- _Extracted records_:
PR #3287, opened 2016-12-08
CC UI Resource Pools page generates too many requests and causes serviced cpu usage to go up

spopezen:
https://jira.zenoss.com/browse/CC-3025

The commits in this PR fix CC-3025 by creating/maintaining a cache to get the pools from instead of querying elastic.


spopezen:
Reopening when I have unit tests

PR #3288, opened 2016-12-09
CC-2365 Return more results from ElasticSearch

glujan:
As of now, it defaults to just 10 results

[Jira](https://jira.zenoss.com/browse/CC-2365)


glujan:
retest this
...
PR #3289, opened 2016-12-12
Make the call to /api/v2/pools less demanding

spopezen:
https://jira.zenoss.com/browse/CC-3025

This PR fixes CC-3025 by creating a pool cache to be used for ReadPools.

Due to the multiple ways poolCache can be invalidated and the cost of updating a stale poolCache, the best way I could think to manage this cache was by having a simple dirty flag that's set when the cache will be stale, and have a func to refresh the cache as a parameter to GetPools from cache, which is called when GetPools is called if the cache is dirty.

- _Task brief_: From the records above, print only the lines between the one holding "This PR fixes" and the one holding "Due to the multiple", inclusive, exactly as they stand.

- _Result_:
This PR fixes CC-3025 by creating a pool cache to be used for ReadPools.

Due to the multiple ways poolCache can be invalidated and the cost of updating a stale poolCache, the best way I could think to manage this cache was by having a simple dirty flag that's set when the cache will be stale, and have a func to refresh the cache as a parameter to GetPools from cache, which is called when GetPools is called if the cache is dirty.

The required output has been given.